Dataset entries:
+-------+

PR #2873, opened 2026-01-06
Add aural rendering and tts sections

### LINKED ISSUE #2816: The future of TTS and Media Overlays
### Section

https://www.w3.org/TR/epub-rs-34/#sec-media-overlays

### Describe the problem

With these things in mind:

- The timeline for 3.4 implementation and adoption
- The increasing advance of AI voicing for TTS
- The reluctance of specific markets to support media overlays (thinking non-trade, academic as an example)

Is the 3.4 release an opportunity to introduce a broader topic for what is currently Media Overlays, and suggest an approach in the spec to TTS as a whole that could be AI voicing with highlighting OR media overlays?

_No response_

mattgarrish:
Opening this as a draft as this is still somewhat exploratory in terms of what we want to say.

In a nutshell, I've added a new "Aural rendering" section and put TTS and media overlays underneath. I can't think of a lot to say for authors in terms of actually improving TTS, since most of the dedicated technologies don't work. The section ended up informative with a brief recap of what we were originally hoping to do for TTS and how the technologies may yet get revived in a simpler or different form.

For the reading systems spec, I've added a section with support labelled as optional. I added some recommendations for feature support which coupled with optional support would hopefully mean we don't need to show implementations at this time. I also noted some other features that dedicated AT provide that could be useful, but we likely want to go too far down the road of trying to define read aloud as a full-fledged AT.

Feedback welcome on all of this. Consider it exploratory options, especially on the reading system side.

Fixes #2816 

***

Reading Systems: [Preview](https://raw.githack.com/w3c/epub-specs/reorg/add-audio-rendering/epub34/rs/index.html) | [Diff](https://services.w3.org/htmldiff?doc1=https://labs.w3.org/spec-generator/%3Ftype=respec%26url=https://w3c.github.io/epub-specs/epub34/rs/index.html&doc2=https://labs.w3.org/spec-generator/%3Ftype=respec%26url=https://raw.githack.com/w3c/epub-specs/reorg/add-audio-rendering/epub34/rs/index.html)

***
<a href="https://pr-preview.s3.amazonaws.com/w3c/epub-specs/pull/2873.html" title="Last updated on Jan 22, 2026, 8:24 PM UTC (b92ddea)">Preview</a> | <a href="https://pr-preview.s3.amazonaws.com/w3c/epub-specs/2873/6f5cdab...b92ddea.html" title="Last updated on Jan 22, 2026, 8:24 PM UTC (b92ddea)">Diff</a>

### DIFF
--- a/epub34/authoring/index.html
+++ b/epub34/authoring/index.html
@@ -7772,8 +7772,8 @@ No Entry</pre>
 			<section id="sec-aural-intro">
 				<h3>Introduction</h3>
 
-				<p>Although EPUB 3 is primarily considered a visual reading format, EPUB publications are designed to
-					enable their aural rendering. There are two primary ways this is done:</p>
+				<p>Although EPUB 3 is primarily considered a visual reading format, [=EPUB publications=] are designed
+					to enable their aural rendering. There are two primary ways this is done:</p>
 
 				<ul>
 					<li>through the <a href="#sec-tts">text-to-speech rendering</a> of an EPUB publication's text
@@ -7783,10 +7783,18 @@ No Entry</pre>
 				</ul>
 
 				<p>The experience of reading an EPUB publication via text-to-speech rendering is controlled by a user's
-					reading system using built-in synthetic speech voices. This feature is commonly referred to as "read
-					aloud" capability, although the exact naming can differ from reading system to reading system. There
-					is currently not a lot that can be done to enhance the quality of the text-to-speech experience from
-					the authoring side, except to ensure that EPUB publications are produced accessibly.</p>
+					[=reading system=] using built-in synthetic speech voices. This feature is commonly referred to as
+					"read aloud" capability, although the exact naming can differ from reading system to reading
+					system.</p>
+
+				<p>Although the read aloud functionality provided by EPUB 3 reading systems improves the accessibility
+					for users with disabilities that require voice assistance, it is not the same as the text-to-speech
+					rendering provided by dedicated assistive technologies (what are generally referred to as screen
+					readers). Read aloud functionality is designed for use by all users as it exists within the reading
+					system, not as a separate application. For example, someone travelling might switch from visual to
+					auditory reading to avoid motion sickness. Although both types of text-to-speech renders could exist
+					on a user's system, and could both be used to read EPUB publications, this specification is only
+					focused on the built-in functionality provided by reading systems.</p>
 
 				<p>Media overlays, on the other hand, rely on the producer of the EPUB publication to provide the audio
 					and synchronize it with the text. Media overlays allow an EPUB publication to double as a more
--- a/epub34/authoring/index.html
+++ b/epub34/authoring/index.html
@@ -7766,622 +7766,709 @@ No Entry</pre>
 				</aside>
 			</section>
 		</section>
-		<section id="sec-media-overlays">
-			<h2>Media overlays</h2>
+		<section id="sec-aural-rendering">
+			<h2>Aural rendering</h2>
 
-			<section id="sec-overlays-introduction" class="informative">
-				<h4>Introduction</h4>
+			<section id="sec-aural-intro">
+				<h3>Introduction</h3>
 
-				<p>Mainstream ebooks, educational tools and ebooks formatted for persons with print disabilities are
-					some examples of works that contain synchronized audio narration. In EPUB 3, these types of books
-					can be created using media overlay documents to describe the timing for the pre-recorded audio
-					narration and how it relates to the [=EPUB content document=] markup. The specification defines the
-					file format for media overlays as a subset of [[smil3]], a W3C Recommendation for representing
-					synchronized multimedia information in XML.</p>
+				<p>Although EPUB 3 is primarily considered a visual reading format, EPUB publications are designed to
+					enable their aural rendering. There are two primary ways this is done:</p>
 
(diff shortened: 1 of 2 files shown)


iherman:
Purely editorial aesthetics: we have now two sections with identical headings in the RS: both §9.1 and §9.2.3.2 are titled "text-to-speech". It is probably easier to rename the latter ('text' element without 'audio' ?). But looking at the content of that section it may require some more surgery and a link back to the former (I am not familiar enough with these to offer explicit solution).

mattgarrish:
> identical headings in the RS: both §9.1 and §9.2.3.2 are titled "text-to-speech"

Ah, right. I was going to change the MO section in the authoring spec to "Invoking text-to-speech" to make it clearer it was an authoring action but opted to leave it as "Text-to-speech rendering". I just assumed the rs spec had the same heading.

@marisademeglio do you have any preference for the title?

marisademeglio:
"Text-to-speech rendering" sounds fine to me.

While I was reading the draft linked above I wondered why section 9.2.3.2 is under "Interacting with the EPUB content document" instead of "Basic playback"?

mattgarrish:
> While I was reading the draft linked above I wondered why section 9.2.3.2 is under "Interacting with the EPUB content document" instead of "Basic playback"?

I don't have an answer to that other than that's where it's always been. I'd guess it's because we had hoped that there'd be better tts support via the markup, at least going by this:

> Reading systems SHOULD use the speech-related information provided in the target EPUB content document to play the audio stream as part of the media overlay rendering.

There's also the problem that it's not required behaviour, so I guess it doesn't really fit as "basic" playback?

marisademeglio:
Oh maybe it made more sense in the context of coming right after this deprecated section: 
https://www.w3.org/TR/epub-rs-33/#sec-embedded-media

Could it move to "basic playback" if it were instead just called "playback"?

mattgarrish:
> Could it move to "basic playback" if it were instead just called "playback"?

Ya, that makes more sense to me. But then do we need the "Interacting with the EPUB content document" section if all it does is wrap "Navigation"?

Could we drop "Interacting with the EPUB content document" and maybe change "Navigation" to be a little more self-explanatory, like "Navigating within EPUB content documents"? (Does that, in turn, fit under "Playback"?)

marisademeglio:
Yes I could see either way being just fine. I have a slight preference for it being its own heading "Navigating within EPUB content documents" at the same hierarchy level as "Playback". 

One day I'd like to stop recommending that we put skip/escape semantics in SMIL and instead use them directly from the content document. So then we might have a section about interacting with the content document with subsections "navigation" and "skip/escape". But that might not be for a 3.4 revision.

mattgarrish:
Removing the draft status on this as the discussion has gone quiet, so either everyone agrees or no one is reading it... 😄 

@rickj any concerns with this, in particular with any of the reading systems recommendations?

@avneeshsingh it would be good to have the a11y task force review the recommendations, too.

rickj:
> Removing the draft status on this as the discussion has gone quiet, so either everyone agrees or no one is reading it... 😄
> 
> @rickj any concerns with this, in particular with any of the reading systems recommendations?
> 
> @avneeshsingh it would be good to have the a11y task force review the recommendations, too.

My silence is agreement with the approach.  I think it resolves my initial concerns.

iherman (approved):
A minor discrepancy

- in RS, §9.2.2.3 says: "… reading systems capable of text-to-speech (TTS) playback _SHOULD_ render the referenced text using TTS"
- In the authoring spec, the corresponding §9.3.2.2.7 says "…In the absence of a sibling [audio](https://pr-preview.s3.amazonaws.com/w3c/epub-specs/pull/2873.html#dfn-audio) element, textual content referred to by this element can be rendered via [text-to-speech](https://pr-preview.s3.amazonaws.com/w3c/epub-specs/pull/2873.html#sec-mo-tts)."

I.e., _SHOULD_ in one case and the neutral "can" on the other. Shouldn't these two be in sync, i.e., say a _SHOULD_ in the authoring spec as well? (or the other way round?)

Something else: is it worth pushing for new tests for TTS? I would not be the one doing them, not having the right experience.

mattgarrish:
> I.e., _SHOULD_ in one case and the neutral "can" on the other. Shouldn't these two be in sync, i.e., say a _SHOULD_ in the authoring spec as well? (or the other way round?)

No, reading system rendering requirements don't belong in the authoring spec. But if you want it to sound a little closer to the recommendation it could probably be changed to:

> In the absence of a sibling [audio](https://pr-preview.s3.amazonaws.com/w3c/epub-specs/pull/2873.html#dfn-audio) element, a reading system is expected to render the textual content referred to by this element via [text-to-speech](https://pr-preview.s3.amazonaws.com/w3c/epub-specs/pull/2873.html#sec-mo-tts).

mattgarrish:
I've made some changes in the last updates to reflect the discussions on the TF call today. I've added more context that read aloud is not a screen reader and trimmed the reading system feature list to match what media overlays offers. The rest I deleted assuming detailed playback features will go in the future note.

iherman:
Any reason you keep this open, @mattgarrish ? I thought this could be merged...

mattgarrish:
> Any reason you keep this open, @mattgarrish ?

Just because of the changes asked for on the last TF call. I'm giving it until this Thursday for any additional feedback and then I'll merge.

+-------+

• _Task item_:
Your response should be the lines above from the first to the one containing "- The increasing", inclusive, each given exactly.

• _Result of the exercise_:
PR #2873, opened 2026-01-06
Add aural rendering and tts sections

### LINKED ISSUE #2816: The future of TTS and Media Overlays
### Section

https://www.w3.org/TR/epub-rs-34/#sec-media-overlays

### Describe the problem

With these things in mind:

- The timeline for 3.4 implementation and adoption
- The increasing advance of AI voicing for TTS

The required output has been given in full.